Six scientists — some of them accomplished chefs — emerged from four months in a simulated space habitat where their mission was … to eat.

The purpose of the study, conducted on an isolated lava field about 8,000 feet above sea level on the northern slope of Mauna Loa on Hawaii's Big Island, was to determine how best to feed astronauts during the long trip to Mars. The mission, known as Hawaii Space Exploration Analog & Simulation (or HI-SEAS for short), was led by Cornell University and the University of Hawaii at Manoa and funded by NASA. It began in mid-April and wrapped up August 13.

Chicken and spinach enchilada soup "astronaut special"; Credit: Sian Proctor/HI-SEAS

Chicken and spinach enchilada soup “astronaut special”; Credit: Sian Proctor/HI-SEAS

The participants lived in a small dome and had to wear space suits the whole time.

During the mission, Commander Angelo Vermeulen and his colleagues ate a variety of instant foods and also cooked for themselves using shelf-stable ingredients. They rated all of their meals and kept detailed records of their moods, body mass and health status (most of them lost weight).

The ingredients they had to work with included tahini, canned eel, bacon, quinoa, popping corn, cashews, egg white crystals and truffle oil. For the real meals and recipes, click here.

Some favorites emerged from the scientists' time in “captivity”: Nutella and Spam. And there were some big losers as well: the dreaded Kung Fu Chicken.

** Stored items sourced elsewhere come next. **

Issue #695, opened 2021-12-28
Rocksdb transition


faddat:
## Summary

The `whisky on the rocks` series of patches powers nearly every ibc relay operator's nodes on busy networks like Gaia, Terra, Osmosis and Juno.

But drunk nodes (nodes with incredibly high iavl and store caches) consume system resources the way I consume pizza after drinking: 40gb or so.  I would recommend to any relayer that they do indeed get their node very drunk.  

A sober node running rocksdb still does much better:

* at epoch
* while relaying
* After state sync on a raspberry pi
 
## Problem Definition

We should move sober Osmosis to a rocksdb by default build (binaries we distribute should use `-tags rocksdb` by default and release process so that Osmosis:

* syncs about 3x faster
	* save operator time
	* save operator money
	* grow network of operators due to lower time burden

## Proposal

I'm proposing that we use the following replace line:

https://github.com/notional-labs/osmosis/blob/54c0b7e2c1dd01dd46e7430c155aba9f78db6303/go.mod#L126

in go.mod until either:

* tecbot accepts a pr fixing his gorocksdb lib

or

* we change the module path for the cosmos gorocksdb lib and update tm-db so that it imports the cosmos gorocksdb lib.

The performance improvements to many aspects of operating gaia are quite incredible with this one little fix.  

In the next 2-4 weeks, Notional should have a quicksync.io style server set up at an unlimited 10gbps provider in the united states.  If anyone in the community is aware of hosting centers with true 10gbps connections in asia, preferably Singapore or Hong Kong, we'd glady provide direct asia coverage, too. 

This service will provide:

* Archive
* Default
* Fully Pruned

snapshots and should make it much simpler for operators to use rocksdb.  Since rocksdb also helps with read performance, analytics on Gaia can be improved, too. 

Because the improvements in performance are so dramatic across the board (observationally speaking) I am also suggesting that profiling and synthetic tests can mislead us in this case-- but are **surely** a part of this transition.  

I have largely copy/pasted this issue from one on Gaia, and I am heading over to Terra to do the same thing.  The issues are not at all dissimilar. 
____

#### For Admin Use

- [ ] Not duplicate issue
- [ ] Appropriate labels applied
- [ ] Appropriate contributors tagged
- [ ] Contributor assigned/self-assigned

faddat:
[...]

PR #1234, opened 2022-04-12
Update state sync scripts

faddat:
## Description

NB: Previously, osmosis would apply all snapshots, then crash.

Currently, osmosis applies all snapshots, and stays live.  Because it stays live, these scripts don't work correctly.

I have a machine doing a rocksdb sync now, and hope to prune that but nothing makes tiny snapshots like statesync.

Pursuant to #695 
______

For contributor use:


ValarDragon (approved):
Thanks for the script fixes!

Some of the pre-prepared favorites, Cmdr. Vermeulen told Astrobiology Magazine, were creamy wild rice soup, mashed potatoes, Tasty Bites with instant rice, raspberry crumble, apple sauce, and crackers. Wraps worked really well: “we combine tortillas, different vegetables, Velveeta cheese, and sausage or canned fish into ever-changing combinations.”

Freeze-dried meat was a bust: “too bland and hardly has any aroma.” The least favorite pre-prepared meal “must be 'Kung Fu Chicken,'” Vermeulen said. “This gets tiring really fast. Notwithstanding several ingredients, it has a rather flat taste, and the texture of the meal could be best described as 'slimy.'”

Vermeulen found that his crew hardly drank any sugared drinks once they made their way through the Tang, imbibing water, tea and coffee.

Ingredients that the crew deemed “essential” for future missions to Mars or the Moon include spices, herbs and hot sauce as well as Nutella, peanut butter and margarine.

“And then enough ingredients rich in fiber,” such as “wheat bread, rye crackers, nuts, and dried fruits.” Nutella was “something we craved,” Vermeulen said. “We had a limited supply so we had to ration it.”

Spam was a common ingredient because of its shelf life. The researchers whipped up several Spam dishes, including Cajun jambalaya and a fried rice dish.

The key is not so much the ingredients as having some talented cooks in the mix, Vermeulen said. “It's essentially some of the pre-prepared food that we quickly got tired of. That Kung Fu Chicken always comes back to mind.”

NASA officials have said that putting boots on Mars is the chief goal of the agency's human spaceflight program. NASA is working to get astronauts to a near-Earth asteroid by 2025, then on to the vicinity of Mars by the mid-2030s, as directed by President Obama in 2010. (For a cool slideshow of what current astronauts eat — think M&Ms and sushi — click here.)

We can't wait for that first selfie of an astronaut with a can of Spam on the Red Planet.